*MATERIAL PROVIDED*

* * * * *

PR #127, opened 2016-12-17
Add unit tests for Utils class #107

### LINKED ISSUE #107: Add unit tests for Utils class
as per title

zzzzwen:
Fixes #107
Ready for review

### DIFF
--- a/test/java/seedu/addressbook/common/UtilsTest.java
+++ b/test/java/seedu/addressbook/common/UtilsTest.java
@@ -11,28 +11,29 @@ import org.junit.Test;
 public class UtilsTest {
     @Test
     public void isAnyNull() {
-        List<Object> emptyList = createList();
-        List<Object> nonEmptyList = createList("A string");
-
         // empty list
         assertFalse(Utils.isAnyNull());
 
         // Any non-empty list
         assertFalse(Utils.isAnyNull(new Object(), new Object()));
-        assertFalse(Utils.isAnyNull(emptyList));
+        assertFalse(Utils.isAnyNull("test"));
 
         // non empty list with just one at the beginning
         assertTrue(Utils.isAnyNull((Object)null));
         assertTrue(Utils.isAnyNull(null, "", new Object(), null));
-        assertTrue(Utils.isAnyNull(null, emptyList, nonEmptyList));
+        assertTrue(Utils.isAnyNull(null, new Object(), new Object()));
 
         // non empty list with nulls in the middle
-        assertTrue(Utils.isAnyNull(nonEmptyList, null, null, emptyList));
+        assertTrue(Utils.isAnyNull(new Object(), null, null, "test"));
         assertTrue(Utils.isAnyNull("", null, new Object()));
 
         // non empty list with one null as the last element
         assertTrue(Utils.isAnyNull("", new Object(), null));
-        assertTrue(Utils.isAnyNull(nonEmptyList, emptyList, null));
+        assertTrue(Utils.isAnyNull(new Object(), new Integer(1), null));
+        
+        // test whether method peeks into the elements inside container
+        List<Object> emptyList = createList((Object)null);
+        assertFalse(Utils.isAnyNull(emptyList));
     }
 
     @Test
--- a/test/java/seedu/addressbook/common/UtilsTest.java
+++ b/test/java/seedu/addressbook/common/UtilsTest.java
@@ -4,6 +4,7 @@ import static org.junit.Assert.assertFalse;
 import static org.junit.Assert.assertTrue;
 
 import java.util.ArrayList;
+import java.util.Arrays;
 
 import org.junit.Before;
 import org.junit.Test;
@@ -23,7 +24,7 @@ public class UtilsTest {
         tag1Copy = buildTag("tag1");
         tag2 = buildTag("tag2");
     }
-    
+
     private static Tag buildTag(String tagName) {
         try {
             return new Tag(tagName);
@@ -34,10 +35,10 @@ public class UtilsTest {
 
     @Test
     public void isAnyNull_noNulls_returnsFalse() {
-        //empty list
+        // empty list
         assertFalse(Utils.isAnyNull());
-        
-        //Any non-empty list
+
+        // Any non-empty list
         ArrayList<String> emptyList = new ArrayList<String>();
         assertFalse(Utils.isAnyNull(new Object(), new Object()));
         assertFalse(Utils.isAnyNull(emptyList));
@@ -48,107 +49,46 @@ public class UtilsTest {
         ArrayList<String> emptyList = new ArrayList<String>();
         ArrayList<String> nonEmptyList = new ArrayList<String>();
         nonEmptyList.add("A string");
-        
-        //non empty list with just one at the beginning
+
+        // non empty list with just one at the beginning
         assertTrue(Utils.isAnyNull(nullObject, "", new Object()));
         assertTrue(Utils.isAnyNull(nullObject, emptyList, nonEmptyList));
-        
-        //non empty list with nulls in the middle
+
+        // non empty list with nulls in the middle
         assertTrue(Utils.isAnyNull(nonEmptyList, nullObject, nullObject, emptyList));
         assertTrue(Utils.isAnyNull("", nullObject, new Object()));
-        
-        //non empty list with one null as the last element
+
+        // non empty list with one null as the last element
         assertTrue(Utils.isAnyNull("", new Object(), nullObject));
         assertTrue(Utils.isAnyNull(nonEmptyList, emptyList, nullObject));
     }
 
     @Test
-    public void elementsAreUnique_emptyCollection_returnsTrue() {
-        assertTrue(Utils.elementsAreUnique(new ArrayList<>()));
+    public void elementsAreUnique() {
+        //empty list
+        assertAreUnique();
+
+        //only one object
+        assertAreUnique(nullObject);
+        assertAreUnique(tag1);
+
+        //all objects unique
+        assertAreUnique("abc", "ab", "a");
+        assertAreUnique(tag1, tag2);
+        
+        //some identical objects
+        assertNotUnique("abc", "", "abc");
+        assertNotUnique(tag1, tag1Copy, tag2);
     }
 
-    @Test
-    public void elementsAreUnique_singleElement_returnsTrue() {
-        assertTrue(Utils.elementsAreUnique(new ArrayList<Object>() {
-            {
-                add(nullObject);
-            }
-        }));
-        assertTrue(Utils.elementsAreUnique(new ArrayList<String>() {
-            {
-                add("String1");
-            }
-        }));
-        assertTrue(Utils.elementsAreUnique(new ArrayList<Tag>() {
-            {
-                add(tag1);
-            }
-        }));
+    void assertAreUnique(Object... objects) {
+        ArrayList<Object> list = new ArrayList<Object>(Arrays.asList(objects));
+        assertTrue(Utils.elementsAreUnique(list));
     }
 
-    @Test
-    public void elementsAreUnique_sameElements_returnsFalse() {
-        assertFalse(Utils.elementsAreUnique(new ArrayList<String>() {
-            {
-                add("abc");
-                add("abc");
-            }
-        }));
-        assertFalse(Utils.elementsAreUnique(new ArrayList<Tag>() {
-            {
-                add(tag1);
-                add(tag1);
-                add(tag1);
-            }
-        }));
-    }
-
-    @Test
-    public void elementsAreUnique_allNulls_returnsFalse() {
-        assertFalse(Utils.elementsAreUnique(new ArrayList<Object>() {
-            {
-                add(nullObject);
-                add(nullObject);
-            }
-        }));
-    }
-
-    @Test
-    public void elementsAreUnique_someIdenticalTags_returnsFalse() {
-        // To compare tags only
-        assertFalse(Utils.elementsAreUnique(new ArrayList<Tag>() {
-            {
-                add(tag1);
-                add(tag2);
-                add(tag2);
-            }
-        }));
-
-        assertFalse(Utils.elementsAreUnique(new ArrayList<Tag>() {
-            {
-                add(tag1);
-                add(tag1Copy);
-                add(tag2);
-            }
-        }));
-    }
-
-    @Test
-    public void elementsAreUnique_differentTags_returnsTrue() {
-        assertTrue(Utils.elementsAreUnique(new ArrayList<Tag>() {
-            {
-                add(tag1);
-                add(tag2);
-            }
-        }));
-
-        assertTrue(Utils.elementsAreUnique(new ArrayList<Tag>() {
-            {
-                add(tag1);
-                add(tag2);
-                add(null);
-            }
-        }));
+    void assertNotUnique(Object... objects) {
+        ArrayList<Object> list = new ArrayList<Object>(Arrays.asList(objects));
+        assertFalse(Utils.elementsAreUnique(list));
     }
 
 }
--- a/test/java/seedu/addressbook/common/UtilsTest.java
+++ b/test/java/seedu/addressbook/common/UtilsTest.java
@@ -3,21 +3,18 @@ package seedu.addressbook.common;
 import static org.junit.Assert.assertFalse;
 import static org.junit.Assert.assertTrue;
 
-import java.util.ArrayList;
 import java.util.Arrays;
+import java.util.List;
 
 import org.junit.Test;
-
-import seedu.addressbook.data.tag.Tag;
 
 public class UtilsTest {
     private static final Object NULL_OBJECT = null;
 
     @Test
     public void isAnyNull() {
-        ArrayList<String> emptyList = new ArrayList<String>();
-        ArrayList<String> nonEmptyList = new ArrayList<String>();
-        nonEmptyList.add("A string");
+        List<Object> emptyList = createList();
+        List<Object> nonEmptyList = createList("A string");
 
         // empty list
         assertFalse(Utils.isAnyNull());
@@ -27,8 +24,8 @@ public class UtilsTest {
         assertFalse(Utils.isAnyNull(emptyList));
 
         // non empty list with just one at the beginning
-        assertTrue(Utils.isAnyNull(NULL_OBJECT));
-        assertTrue(Utils.isAnyNull(NULL_OBJECT, "", new Object()));
+ //       assertTrue(Utils.isAnyNull(null));
+        assertTrue(Utils.isAnyNull(NULL_OBJECT, "", new Object(), null));
         assertTrue(Utils.isAnyNull(NULL_OBJECT, emptyList, nonEmptyList));
 
         // non empty list with nulls in the middle
@@ -42,35 +39,33 @@ public class UtilsTest {
 
     @Test
     public void elementsAreUnique() throws Exception {
-        Tag tag1 = new Tag("tag1"),
-            tag1Copy = new Tag("tag1"),
-            tag2 = new Tag("tag2");
-
         // empty list
         assertAreUnique();
 
         // only one object
         assertAreUnique(NULL_OBJECT);
-        assertAreUnique(tag1);
+        assertAreUnique(1);
 
         // all objects unique
         assertAreUnique("abc", "ab", "a");
-        assertAreUnique(tag1, tag2);
+        assertAreUnique(1, 2);
 
         // some identical objects
         assertNotUnique("abc", "", "abc", "ABC");
-        assertNotUnique(NULL_OBJECT, tag1, tag1Copy, tag2);
+        assertNotUnique(NULL_OBJECT, 1, new Integer(1));
         assertNotUnique("", "abc", "a", "abc");
         assertNotUnique(NULL_OBJECT, "a", "b", NULL_OBJECT);
     }
 
     private void assertAreUnique(Object... objects) {
-        ArrayList<Object> list = new ArrayList<Object>(Arrays.asList(objects));
-        assertTrue(Utils.elementsAreUnique(list));
+        assertTrue(Utils.elementsAreUnique(createList(objects)));
     }
 
     private void assertNotUnique(Object... objects) {
-        ArrayList<Object> list = new ArrayList<Object>(Arrays.asList(objects));
-        assertFalse(Utils.elementsAreUnique(list));
+        assertFalse(Utils.elementsAreUnique(createList(objects)));
+    }
+    
+    private List<Object> createList(Object... objects) {
+        return Arrays.asList(objects);
     }
 }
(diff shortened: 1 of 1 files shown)


test/java/seedu/addressbook/common/UtilsTest.java
```diff
@@ -0,0 +1,167 @@
...
+            return new Tag(tagName);
+        } catch (IllegalValueException e) {
+            throw new RuntimeException("test tag name should be valid", e);
+        }
+    }
+
+    @Test
+    public void isAnyNull_emptyInput_returnsFalse() {
+        assertFalse(Utils.isAnyNull());
+    }
```
damithc: `isAnyNull` is a simple method. Can be tested using one test method. Cases to test:
No nulls: 
* any non-empty list, 
* an empty list
With nulls: 
* non empty list with just one at the beginning (to check for bugs missing the first item in the list), 
* list with multiple objects, couple of nulls in the middle
* non empty list with one null as the last element (to check for bugs missing last item in the list)

test/java/seedu/addressbook/common/UtilsTest.java
```diff
@@ -0,0 +1,167 @@
...
+        assertFalse(Utils.isAnyNull(emptyList, "A string"));
+    }
+
+    @Test
+    public void elementsAreUnique_emptyCollection_returnsTrue() {
+        assertTrue(Utils.elementsAreUnique(new ArrayList<>()));
+    }
+
+    @Test
+    public void elementsAreUnique_singleElement_returnsTrue() {
```
damithc: Can it be consolidated like this?
```java
@Test
public void elementsAreUnique() {
   //create test objects obj1, obj2, obj3, obj1copy
    assertAreUnique() //empty list
    assertAreUnique(obj1); //only one object
    assertAreUnique(obj1, obj2, obj3); // all objects unique
    assertNotUnique(obj1, obj2, obj1copy); //...
}

void assertAreUnique(Object... objects){
    ...
}
```

test/java/seedu/addressbook/common/UtilsTest.java
zzzzwen: noted

test/java/seedu/addressbook/common/UtilsTest.java
zzzzwen: noted

zzzzwen:
Updated according to reviews

test/java/seedu/addressbook/common/UtilsTest.java
```diff
@@ -0,0 +1,89 @@
...
+        tag1 = buildTag("tag1");
+        tag1Copy = buildTag("tag1");
+        tag2 = buildTag("tag2");
+    }
+
+    private static Tag buildTag(String tagName) {
+        try {
+            return new Tag(tagName);
+        } catch (IllegalValueException e) {
+            throw new RuntimeException("test tag name should be valid", e);
```
damithc: You can use `fail()` here instead.

test/java/seedu/addressbook/common/UtilsTest.java
```diff
@@ -0,0 +1,89 @@
...
+    private static Tag tag1;
+    private static Tag tag1Copy;
+    private static Tag tag2;
+
+    @Before
+    public void setup() {
+        tag1 = buildTag("tag1");
+        tag1Copy = buildTag("tag1");
+        tag2 = buildTag("tag2");
+    }
```
damithc: As we have only one test method using these, may be we should put them inside that method itself?

test/java/seedu/addressbook/common/UtilsTest.java
damithc: or just add a `throws Exception` to the method signature. If the exception happens, it will result in a test failure, which is what we want.

test/java/seedu/addressbook/common/UtilsTest.java
```diff
@@ -0,0 +1,89 @@
...
+import java.util.Arrays;
+
+import org.junit.Before;
+import org.junit.Test;
+
+import seedu.addressbook.data.exception.IllegalValueException;
+import seedu.addressbook.data.tag.Tag;
+
+public class UtilsTest {
+    private static Object nullObject = null;
```
damithc: declare as constant `NULL_OBJECT`?

test/java/seedu/addressbook/common/UtilsTest.java
```diff
@@ -0,0 +1,89 @@
...
+        assertAreUnique(nullObject);
+        assertAreUnique(tag1);
+
+        //all objects unique
+        assertAreUnique("abc", "ab", "a");
+        assertAreUnique(tag1, tag2);
+
+        //some identical objects
+        assertNotUnique("abc", "", "abc");
+        assertNotUnique(tag1, tag1Copy, tag2);
```
damithc: In both cases one of the copies is the first object in the list. Chances of finding unexpected bugs can increase if you vary such conditions between test cases. e.g. What if there is a bug in the method that checks uniqueness against the first object only?

test/java/seedu/addressbook/common/UtilsTest.java
zzzzwen: ok

test/java/seedu/addressbook/common/UtilsTest.java
zzzzwen: Ya true should put inside the method which only uses them

zzzzwen:
some more changes

test/java/seedu/addressbook/common/UtilsTest.java
```diff
@@ -0,0 +1,76 @@
...
+        // non empty list with one null as the last element
+        assertTrue(Utils.isAnyNull("", new Object(), NULL_OBJECT));
+        assertTrue(Utils.isAnyNull(nonEmptyList, emptyList, NULL_OBJECT));
+    }
+
+    @Test
+    public void elementsAreUnique() throws Exception {
+        Tag tag1 = new Tag("tag1"),
+            tag1Copy = new Tag("tag1"),
+            tag2 = new Tag("tag2");
```
damithc: Indentation problem

test/java/seedu/addressbook/common/UtilsTest.java
```diff
@@ -0,0 +1,76 @@
...
+
+        // some identical objects
+        assertNotUnique("abc", "", "abc", "ABC");
+        assertNotUnique(NULL_OBJECT, tag1, tag1Copy, tag2);
+        assertNotUnique("", "abc", "a", "abc");
+        assertNotUnique(NULL_OBJECT, "a", "b", NULL_OBJECT);
+    }
+
+    private void assertAreUnique(Object... objects) {
+        ArrayList<Object> list = new ArrayList<Object>(Arrays.asList(objects));
```
damithc: Duplicated in line 73. Extract to `createList(Object... objects)`? It can be used in lines 18 and 19 too.

damithc:
@pyokagan can have a look to see if I miss anything?

test/java/seedu/addressbook/common/UtilsTest.java
```diff
@@ -0,0 +1,76 @@
...
+import seedu.addressbook.data.tag.Tag;
+
+public class UtilsTest {
+    private static final Object NULL_OBJECT = null;
+
+    @Test
+    public void isAnyNull() {
+        ArrayList<String> emptyList = new ArrayList<String>();
+        ArrayList<String> nonEmptyList = new ArrayList<String>();
+        nonEmptyList.add("A string");
```
pyokagan: Maybe we may be testing if `isAnyNull()` peeks inside containers to check if any of their containing elements are `null`. In that case, we should be adding `nulls` into these ArrayLists.

test/java/seedu/addressbook/common/UtilsTest.java
pyokagan: Why not just use `Arrays.asList()` directly? They are already `java.util.List`.

test/java/seedu/addressbook/common/UtilsTest.java
pyokagan: Should a `commons` test be depending on classes in the ~`model`~ `data` component?

Maybe we should stick with using more basic objects like strings.

If we want to test if `elementsAreUnique()` is calling the `#equals()` and `#hashcode()` methods, then we should use custom stubs for that.

pyokagan: What's the indentation problem?

damithc: Oh, I didn't notice it's intentional as this form of variable initialization is not common in java. I've seen people recommending one declaration per line e.g. Google's style guide https://google.github.io/styleguide/javaguide.html

test/java/seedu/addressbook/common/UtilsTest.java
```diff
@@ -0,0 +1,76 @@
...
+
+import java.util.ArrayList;
+import java.util.Arrays;
+
+import org.junit.Test;
+
+import seedu.addressbook.data.tag.Tag;
+
+public class UtilsTest {
+    private static final Object NULL_OBJECT = null;
```
damithc: Yes, using `null` should be fine. If the meaning is clear, it's no longer a 'magic object'.

test/java/seedu/addressbook/common/UtilsTest.java
damithc: RE why test empty list, if the SUT is likely to have loops, it's good to throw in cases that can push the loop to its boundaries, such as 0 iterations. It's also confirming that given 0 elements the method returns false, which some developers can get wrong. Also, if I'm doing TDD, that would be my first test case (starting with the simplest case). Of course given the simple implementation of the method some of these cases seem redundant, but I prefer test cases to be written in black box fashion to future proof the tests.

test/java/seedu/addressbook/common/UtilsTest.java
damithc: Yes, it's best if this class doesn't depend on Model.

test/java/seedu/addressbook/common/UtilsTest.java
zzzzwen: This is because the original `elementsAreUnique()` method takes in `Container<E>`, the `java.util.List` class does not implement such interface and thus cannot be used, so I used arraylist

test/java/seedu/addressbook/common/UtilsTest.java
zzzzwen: is it necessary to check whether this method goes into the container to check? or just check whether container is not null

test/java/seedu/addressbook/common/UtilsTest.java
zzzzwen: I'll remove the test for tags

test/java/seedu/addressbook/common/UtilsTest.java
zzzzwen: ya true, I did  that because arraylist more intuitive for me, will change

test/java/seedu/addressbook/common/UtilsTest.java
pyokagan: @damithc Oh, I'm not disputing that :-). I'm just wondering why we are testing with `emptyList` and `nonEmptyList` **ArrayLists**, when `isAnyNull()` takes an `Object...`

pyokagan: > Why do we need to test "empty list", "non empty list"?

Yeah, this is badly worded. Sorry for the confusion.

pyokagan: @zzzzwen If you want to do the "isAnyNull() looks inside containers" check, then this line needs to be
```java
nonEmptyList.add(null);
```

test/java/seedu/addressbook/common/UtilsTest.java
```diff
@@ -0,0 +1,76 @@
...
+
+    @Test
+    public void isAnyNull() {
+        ArrayList<String> emptyList = new ArrayList<String>();
```
pyokagan: If we are doing the "isAnyNull() looks inside containers" thing, then this variable (`emptyList`) is not needed, since it does not tell us anything:

* If `isAnyNull()` looks inside containers, then `isAnyNull(emptyList)` will return false.
* If `isAnyNull()` does not look inside containers, then `isAnyNull(emptyList)` will still return false.

test/java/seedu/addressbook/common/UtilsTest.java
```diff
@@ -0,0 +1,76 @@
...
+        ArrayList<String> nonEmptyList = new ArrayList<String>();
+        nonEmptyList.add("A string");
+
+        // empty list
+        assertFalse(Utils.isAnyNull());
+
+        // Any non-empty list
+        assertFalse(Utils.isAnyNull(new Object(), new Object()));
+        assertFalse(Utils.isAnyNull(emptyList));
```
pyokagan: If you want to do the "isAnyNull() looks inside containers" check, then we should use the `nonEmptyList` here.

test/java/seedu/addressbook/common/UtilsTest.java
```diff
@@ -0,0 +1,76 @@
...
+
+        // non empty list with just one at the beginning
+        assertTrue(Utils.isAnyNull(NULL_OBJECT));
+        assertTrue(Utils.isAnyNull(NULL_OBJECT, "", new Object()));
```
pyokagan: If you want to do tests with different kinds of objects, e.g. strings, containers etc., then you MUST ensure that these objects do not trigger `isAnyNull()`, otherwise we may get false negatives.

e.g. If you want to use `""` here, then in your `// Any non-empty list` tests above, you must add:
```java
assertFalse(Utils.isAnyNull(""));
```

test/java/seedu/addressbook/common/UtilsTest.java
pyokagan: Oh, it seems like this is another icky Java thing :-)

Yeah, if we want to call `isAnyNull(null)`, we need to make it explicit by using `isAnyNull((Object)null)`.

zzzzwen:
Some more changes

test/java/seedu/addressbook/common/UtilsTest.java
zzzzwen: ok

test/java/seedu/addressbook/common/UtilsTest.java
```diff
@@ -0,0 +1,73 @@
...
+    }
+
+    private void assertAreUnique(Object... objects) {
+        assertTrue(Utils.elementsAreUnique(createList(objects)));
+    }
+
+    private void assertNotUnique(Object... objects) {
+        assertFalse(Utils.elementsAreUnique(createList(objects)));
+    }
+
```
pyokagan: Trailing whitespace.

test/java/seedu/addressbook/common/UtilsTest.java
```diff
@@ -0,0 +1,73 @@
...
+        assertTrue(Utils.isAnyNull(null, new Object(), new Object()));
+
+        // non empty list with nulls in the middle
+        assertTrue(Utils.isAnyNull(new Object(), null, null, "test"));
+        assertTrue(Utils.isAnyNull("", null, new Object()));
+
+        // non empty list with one null as the last element
+        assertTrue(Utils.isAnyNull("", new Object(), null));
+        assertTrue(Utils.isAnyNull(new Object(), new Object(), null));
+
```
pyokagan: Trailing whitespace.

test/java/seedu/addressbook/common/UtilsTest.java
```diff
@@ -0,0 +1,73 @@
...
+        assertFalse(Utils.isAnyNull());
+
+        // Any non-empty list
+        assertFalse(Utils.isAnyNull(new Object(), new Object()));
+        assertFalse(Utils.isAnyNull("test"));
+        assertFalse(Utils.isAnyNull(""));
+
+        // non empty list with just one at the beginning
+        assertTrue(Utils.isAnyNull((Object)null));
+        assertTrue(Utils.isAnyNull(null, "", new Object(), null));
```
pyokagan: This group says `non empty list with just one at the beginning`, but there is a `null` at the end?

test/java/seedu/addressbook/common/UtilsTest.java
```diff
@@ -0,0 +1,73 @@
...
+    private void assertAreUnique(Object... objects) {
+        assertTrue(Utils.elementsAreUnique(createList(objects)));
+    }
+
+    private void assertNotUnique(Object... objects) {
+        assertFalse(Utils.elementsAreUnique(createList(objects)));
+    }
+    
+    private List<Object> createList(Object... objects) {
+        return Arrays.asList(objects);
```
pyokagan: At this point might as well use `Arrays.asList()` directly.

test/java/seedu/addressbook/common/UtilsTest.java
```diff
@@ -0,0 +1,73 @@
...
+
+        // all objects unique
+        assertAreUnique("abc", "ab", "a");
+        assertAreUnique(1, 2);
+
+        // some identical objects
+        assertNotUnique("abc", "", "abc", "ABC");
+        assertNotUnique(null, 1, new Integer(1));
+        assertNotUnique("", "abc", "a", "abc");
+        assertNotUnique(null, "a", "b", null);
```
pyokagan: To make the tests clearer, maybe you could e.g., for this test `assertNotUnique(null, "a", "b", null)`, add a test above with `assertNotUnique(null, null)`, to make it clear that you are testing that `elementsAreUnique()` still works even if there are unique elements mixed in.

Also, it aids as a check against false negatives (e.g., to check that `elementsAreUnique(null, "a", "b", null)` return false because `elementsAreUnique(null, null)` return false and not because `elementsAreUnique(null, "a")` returns false).

test/java/seedu/addressbook/common/UtilsTest.java
zzzzwen: with one at beginning also includes null in the end? or should I split them?

zzzzwen: oh I think i should edit this and keep only one at the front

test/java/seedu/addressbook/common/UtilsTest.java
zzzzwen: May feel a bit hard to read, I will change it first to see effect

test/java/seedu/addressbook/common/UtilsTest.java
zzzzwen: ok

zzzzwen:
Updated, but I still think that `Arrays.asList()` needs to be separated out

test/java/seedu/addressbook/common/UtilsTest.java
pyokagan: > oh I think i should edit this and keep only one at the front

Yes

test/java/seedu/addressbook/common/UtilsTest.java
```diff
@@ -0,0 +1,74 @@
...
+    }
+
+    private void assertAreUnique(Object... objects) {
+        assertTrue(Utils.elementsAreUnique(Arrays.asList(objects)));
+    }
+
+    private void assertNotUnique(Object... objects) {
+        assertFalse(Utils.elementsAreUnique(Arrays.asList(objects)));
+    }
+}
```
pyokagan: Need a newline at end of file.

zzzzwen:
Updated and this should be fine

test/java/seedu/addressbook/common/UtilsTest.java
```diff
@@ -0,0 +1,74 @@
...
+        // empty list
+        assertFalse(Utils.isAnyNull());
+
+        // Any non-empty list
+        assertFalse(Utils.isAnyNull(new Object(), new Object()));
+        assertFalse(Utils.isAnyNull("test"));
+        assertFalse(Utils.isAnyNull(""));
+
+        // non empty list with just one at the beginning
+        assertTrue(Utils.isAnyNull((Object)null));
```
pyokagan: Typecast needs to be followed by whitespace e.g. `(Object) null`

test/java/seedu/addressbook/common/UtilsTest.java
```diff
@@ -0,0 +1,74 @@
...
+        assertFalse(Utils.isAnyNull(nullList));
+    }
+
+    @Test
+    public void elementsAreUnique() throws Exception {
+        // empty list
+        assertAreUnique();
+
+        // only one object
+        assertAreUnique((Object)null);
```
pyokagan: Typecast needs to be followed by whitespace e.g. `(Object) null`

pyokagan:
@zzzzwen If you're free, maybe port these tests to Addressbook-Level4 as well :-)

zzzzwen:
changed, what do you mean by "port"? Is it a git feature? Or I just copy the test file and create another PR in level4

damithc:
@zzzzwen yes, just copy manually and create a new issue+PR

zzzzwen:
Done for level3 and 4
https://github.com/se-edu/addressbook-level3/pull/59
https://github.com/se-edu/addressbook-level4/pull/234

test/java/seedu/addressbook/common/UtilsTest.java
```diff
@@ -0,0 +1,74 @@
...
+    public void isAnyNull() {
+        // empty list
+        assertFalse(Utils.isAnyNull());
+
+        // Any non-empty list
+        assertFalse(Utils.isAnyNull(new Object(), new Object()));
+        assertFalse(Utils.isAnyNull("test"));
+        assertFalse(Utils.isAnyNull(""));
+
+        // non empty list with just one at the beginning
```
damithc: `one null`?

test/java/seedu/addressbook/common/UtilsTest.java
```diff
@@ -0,0 +1,74 @@
...
+
+        // non empty list with nulls in the middle
+        assertTrue(Utils.isAnyNull(new Object(), null, null, "test"));
+        assertTrue(Utils.isAnyNull("", null, new Object()));
+
+        // non empty list with one null as the last element
+        assertTrue(Utils.isAnyNull("", new Object(), null));
+        assertTrue(Utils.isAnyNull(new Object(), new Object(), null));
+
+        // test whether method peeks into the elements inside container
```
damithc: Better to be precise
`// confirms nulls inside the list are not considered`

test/java/seedu/addressbook/common/UtilsTest.java
```diff
@@ -0,0 +1,74 @@
...
+        // some identical objects
+        assertNotUnique("abc", "abc");
+        assertNotUnique("abc", "", "abc", "ABC");
+        assertNotUnique("", "abc", "a", "abc");
+
+        assertNotUnique(1, new Integer(1));
+        assertNotUnique(null, 1, new Integer(1));
+
+        assertNotUnique(null, null);
+        assertNotUnique(null, "a", "b", null);
```
damithc: It seems the rest of the method has one comment for each code block. Either add comments for these two blocks or merge them with the block above?

zzzzwen:
Updated comments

* * * * *

*WHAT YOU ARE ASKED TO DO*
Pull every line containing "keep" from the material above.

*OUTPUT OF THE EXERCISE*
zzzzwen: oh I think i should edit this and keep only one at the front
pyokagan: > oh I think i should edit this and keep only one at the front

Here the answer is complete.